PR #13558, opened 2022-12-20
Update brakeman to 5.4.0

dmarcoux:
This is the latest version.

### DIFF
--- a/.github/workflows/brakeman.yml
+++ b/.github/workflows/brakeman.yml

◆ ◆ ◆ ◆ ◆ ◆ ◆

The problem:
Repeat the data in full. Alter nothing.

Exercise result:
PR #13558, opened 2022-12-20
Update brakeman to 5.4.0

dmarcoux:
This is the latest version.

### DIFF
--- a/.github/workflows/brakeman.yml
+++ b/.github/workflows/brakeman.yml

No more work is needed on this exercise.